The major technical challenge is the complexity of the data and analytics procedures across disciplines rather than the size of the data per se.
There is an alarming shortage of data experts both globally and in the European Union.
This is partly based on an archaic reward and funding system for science and innovation, sustaining the article culture and preventing effective data publishing and reuse.
The lack of core intermediary expertise has created a chasm between e-infrastructure providers and scientific domain specialists.
Despite the success of the European Strategy Forum on Research Infrastructures (ESFRI), fragmentation across domains still produces repetitive and isolated solutions.
The short and dispersed funding cycles of core research and e-infrastructures are not fit for the purpose of regulating and making effective use of global scientific data.
Ever larger distributed data sets are increasingly immobile (e.g., for sheer size and privacy reasons) and centralised HPC alone is insufficient to support critically federated and distributed meta-analysis and learning.
Notwithstanding the challenges, the components needed to create a first generation EOSC are largely there but they are lost in fragmentation and spread over 28 MSs and across different communities.
There is no dedicated and mandated effort or instrument to coordinate EOSC-type activities across MSs.
KEY FACTORS FOR THE EFFECTIVE DEVELOPMENT OF THE EOSC AS PART OF OS
New modes of scholarly communication (with emphasis on machine actionability) need to be implemented.
Modern reward and recognition practices need to support data sharing and re-use.
Core data experts need to be trained and their career perspective significantly improved.
Innovative, fit for purpose funding schemes are needed to support sustainable underpinning infrastructures and core resources.
A real stimulus of multi-disciplinary collaboration requires specific measures in terms of review, funding and infrastructure.
The transition from scientific insights towards innovation needs a dedicated support policy.
The EOSC needs to be developed as a data infrastructure commons, that is an eco-system of infrastructures.
Where possible, the EOSC should enable automation of data processing and thus machine actionability is key.
Lightweight but internationally effective guiding governance should be developed.
Key performance indicators should be developed for the EOSC.
SPECIFIC RECOMMENDATIONS TO THE COMMISSION FOR A PREPARATORY PHASE
Policy recommendations
P1: Take immediate, affirmative action on the EOSC in close concert with MSs.

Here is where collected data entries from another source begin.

PR #304, opened 2026-04-14
@W-22033159: fix hf deploy blocking health endpoint check fail

mattcfilbert:
Description

Fixes tabhf-mcp-svc deploy failures where health checks saw ECONNREFUSED on 127.0.0.1:3927. The HTTP server was started only after await getTableauServerInfo(), so nothing listened on the configured port until the outbound Tableau REST call completed (or timed out). Startup is reordered so the HTTP listener binds first for http transport, then server-info initialization is awaited. RestApi.version no longer defaults silently; getTableauServerInfo bootstraps via an explicit /api/3.24 URL for the initial getServerInfo call. Tests and global test setup were updated (including ServerMethods mocking where needed).

Motivation and Context

Production deploys failed because Kubernetes/proxy health checks only need a successful TCP connection to the app port; blocking startup on Tableau server info meant the port was not open during that window, so probes failed and deployments retried indefinitely.

Type of Change

 Bug fix

How Has This Been Tested?

npm test (unit tests) — all passing
New tests: src/sdks/tableau/restApi.test.ts (version getter behavior), src/getTableauServerInfo.test.ts (bootstrap URL, caching, errors)
npx tsc --noEmit and ESLint on touched files

Checklist

 I have updated the version in the package.json file by using npm run version. For example, use npm run version:patch for a patch version bump.

 I have made any necessary changes to the documentation

 I have added tests that prove my fix is effective or that my feature works

 New and existing unit tests pass locally with my changes

 I have documented any breaking changes in the PR description. For example, renaming a config environment variable or changing its default value. (None for this PR — no env renames or intentional API breaks.)
Contributor Agreement

 I have read the CONTRIBUTING guidelines for this project and followed its Contribution Checklist.


src/index.ts
```diff
@@ -15,17 +15,28 @@ import { getExceptionMessage } from './utils/getExceptionMessage.js';
...
+  });
+
   const logLevel = isNotificationLevel(config.defaultLogLevel) ? config.defaultLogLevel : 'debug';
   if (config.loggers.has('fileLogger')) {
     setFileLogger(new FileLogger({ logDirectory: config.fileLoggerDirectory }));
   }
 
   switch (config.transport) {
     case 'stdio': {
+      await serverInfoReady;
```
jarhun88, line 38: wait if we have to await on this here, isnt it still going to be slow?

In my head the getTableauServerInfo functionality (the rest call) was happening outside of startServer()

mattcfilbert: Good question _(em dash)_ the timing of the await is what matters here, not whether it's inside or outside `startServer()`.

In the old code, the call was awaited before `startExpressServer() `ran, so the port never bound until the Tableau REST call finished. That's what caused ECONNREFUSED -- nothing was listening on 3927 during that window.

In the new code, the `getTableauServerInfo` call is kicked off immediately but not awaited yet:

`const serverInfoReady = getTableauServerInfo(config.server).catch(...)
`// `getTableauServerInfo` is already running in the background ^
For http transport, Express binds port 3927 first, then we await `serverInfoReady`. So the fetch is running concurrently with `startExpressServer`, and the port is open by the time we wait for the result. The K8s health check can succeed during that window.

For stdio, there's no port and no health check, so it's fine to await before proceeding _(em dash)_  the behavior is identical to before from the user's perspective.

Moving the call outside `startServer() `entirely wouldn't change anything _(em dash)_  the port still wouldn't be open until Express starts. The fix is the ordering: start Express, then await the fetch, not the other way around.

src/index.ts
```diff
@@ -15,17 +15,28 @@ import { getExceptionMessage } from './utils/getExceptionMessage.js';
...
   RestApi.host = config.server;
-  await getTableauServerInfo(config.server);
+
+  // Start fetching server info immediately but don't block the port from opening.
+  // Any failure here is fatal and logged explicitly -- no silent failures.
+  // For http transport, the port opens first so K8s health checks can succeed,
+  // then we await this before declaring the server ready.
+  // For stdio transport, there are no health checks, but we still await before serving.
+  const serverInfoReady = getTableauServerInfo(config.server).catch((error) => {
+    writeToStderr(`Fatal error initializing server info: ${getExceptionMessage(error)}`);
```
jarhun88, line 27: was this a server failing issue before? and do we want it to be? I see before it just threw an error, but im not sure what startServer did with it

src/index.ts
jarhun88: ok that checks out

src/index.ts
mattcfilbert: Before the change, the behavior was:

await `getTableauServerInfo(config.server)`; // threw if it failed
That throw propagated up through `startServer()`, which was caught here:

```
startServer().catch((error) => {
  writeToStderr(`Fatal error when starting the server: ${getExceptionMessage(error)}`);
  process.exit(1);
});
```
So yeah it was already a process.exit(1) situation before. A failed server info fetch was always fatal.

The new code preserves that exact behavior. The .catch on serverInfoReady does the same thing: logs and exits. The only difference is it's attached directly to the promise rather than propagating through `startServer()`, because we needed to detach the fetch from the await chain to let Express start first.

One subtle thing worth noting: in the old code, if `getTableauServerInfo` threw, the process exited before the port ever opened. In the new code, the process exits after the port opens (since Express starts first). That's actually slightly better; the pod gets to bind the port, pass the health check, and then exit cleanly rather than dying without ever listening. K8s would then restart it and try again, which is the correct behavior for a transient Tableau endpoint failure.

src/getTableauServerInfo.ts
```diff
@@ -32,12 +38,13 @@ export const getTableauServerInfo = async (server?: string): Promise<ServerInfo>
     return serverInfo;
   }
 
-  const restApi = new RestApi({
-    maxRequestTimeoutMs: getConfig().maxRequestTimeoutMs,
+  const bootstrapBaseUrl = `${RestApi.host}/api/${BOOTSTRAP_API_VERSION}`;
```
anyoung-tableau: I understand the sequencing changes in index.ts, but these changes and the changes to restApi.ts don't seem to be necessary. I don't see anything different about the previous approach where we default to 3.24 and allow for updating the value once we have the server info. We should avoid making changes to prevent unnecessary git diffs.

src/index.ts
jarhun88: cool that sounds perfect

jarhun88 (approved):

anyoung-tableau (changes requested):

src/index.ts
anyoung-tableau, line 27: We can't use `log` (at least for stdio transport) because it writes to the console. We'd need to update `log` so it can use console.error()

mattcfilbert: log() is designed for structured app logging (JSON to console.log / fileLogger) and calls getConfig() internally. For a fatal pre-exit message, writeToStderr is the right choice here -- it writes directly to process.stderr synchronously, which guarantees the message makes it out before process.exit(1) terminates the process. console.log (what log() routes to for appLogger) can be buffered and silently dropped on abrupt exit.

writeToStderr is already what the outer startServer().catch(...) handler uses for its fatal errors -- keeping this consistent also makes the log output pattern uniform for the operator looking at pod stderr.

If you want structured logging for this error, the right fix would be to make writeToStderr itself structured, not to use log() here.

src/getTableauServerInfo.ts
mattcfilbert: You're right. The structural changes to restApi.ts and getTableauServerInfo.ts are defensive hardening for a version-mismatch window that can't actually happen once the startup ordering is fixed. 

With the index.ts change in place, getTableauServerInfo is always awaited before any real request processing in both transports, so the default 3.24 gets overwritten before it's ever used in a real API call. I'll revert those files and the associated test mock changes, keeping only the index.ts fix.

mattcfilbert: made the change

src/index.ts
```diff
@@ -15,17 +15,28 @@ import { getExceptionMessage } from './utils/getExceptionMessage.js';
...
   const config = getConfig();
-  // Initializing REST API host then getting server info for the first time
-  // which will cache the server info and initialize our REST API version for subsequent requests
+
   RestApi.host = config.server;
-  await getTableauServerInfo(config.server);
+
+  // Start fetching server info immediately but don't block the port from opening.
+  // Any failure here is fatal and logged explicitly -- no silent failures.
+  // For http transport, the port opens first so K8s health checks can succeed,
```
anyoung-tableau: Consider removing the reference to Kubernetes in this comment and making it more generic. While it applies to the Falcon service, it does not apply in the general sense for self-hosters.

anyoung-tableau (approved):

src/index.ts
mattcfilbert: on it. thanks andy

P2: Close discussions about the “perceived need”.
P3: Build on existing capacity and expertise where possible.
P4: Frame the EOSC as the EU contribution to an Internet of FAIR Data and Services underpinned with open protocols.
Governance recommendations
G1: Aim at the lightest possible, internationally effective governance.
G2: Guidance only where guidance is due (this relates to technical issues, best practices and social change).
G3: Define Rules of Engagement for service provision in the EOSC.
G4: Federate the gems and amplify good practice.
Implementation recommendations
I1: Turn the HLEG report into a high-level guide to scope and guide the EOSC initiative.
I2: Develop, endorse and implement the Rules of Engagement for the EOSC.
I2.1: Set initial guiding principles to kick-start the initiative as quickly as possible.
I3: Fund a concerted effort to develop core data expertise in Europe.
I4: Develop a concrete plan for the architecture of data interoperability of the EOSC.
I5: Install an innovative guided funding scheme for the preparatory phase.
I6: Make adequate data stewardship mandatory for all research proposals.
I7: Provide a clear operational timeline to deal with the early preparatory phase of the EOSC.